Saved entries
PR #28123, opened 2023-09-05
fix(menu): remove app dir from safe area padding

thetaPC:
Issue number: internal

---------

The `--ion-safe-area-left` and `--ion-safe-area-right` variables in `ion-menu` are being set as if they use the app's direction. It's been determined that safe area is not logical and uses the device's direction. The current implementation is adding padding in the wrong sides for `ion-toolbar` and `ion-content` within a `ion-menu`.

Additionally, `ion-menu` does not use the entire screen so the safe area only needs to be applied to the side that is touching the device screen.

## What is the new behavior?

- Set the `--ion-safe-area-left` and `--ion-safe-area-right` variables to the correct values based on the device's direction.
- Padding is only added to the side that is not in the safe area.
- `ion-toolbar` is adding `--ion-safe-area-left` and `--ion-safe-area-right` based on the device's direction.
- `ion-toolbar` can now inherit the correct values from `--ion-safe-area-left` and `--ion-safe-area-right`.
- `ion-content` can now inherit the correct values from `--ion-safe-area-left` and `--ion-safe-area-right`.

- [ ] Yes
- [x] No

## Other information

Dev build: 7.3.4-dev.11694015543.18bc484f


core/src/components/menu/menu.scss
```diff
@@ -59,15 +59,72 @@
...
 :host(.menu-side-start) .menu-inner {
+  /**
+    * Menu does not cover the whole screen so we need to set the safe area for the
+    * side that touches the screen edge only. Since safe area is not logical, it
+    * needs to be applied to the correct side depending on the language direction.
+    * Otherwise, the content will have less space on both sides.
+    *
+    * LTR:
+    * The left side of the menu touches the screen edge. Padding is applied to the
+    * left side of the menu. No changes are needed since the value has been set.
```
amandaejohnston, line 70: This phrasing feels strange to me, and I'm not totally clear on "no changes are needed since the value has been set" means. I think you were going for something like this?
> The left side of the menu touches the screen edge. The safe area has already been set elsewhere [specify where?], so extra padding does not need to be applied here.

Ditto for the corresponding comment on `side-end`.

amandaejohnston (commented):
This looks good, just had a quick comment on... well, the comments. 😆

amandaejohnston (approved):
Thank you!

EXERCISE REQUIREMENTS: Return only the number of lines in the records above that include the string "sides".

RESULT FOR THIS TASK: 2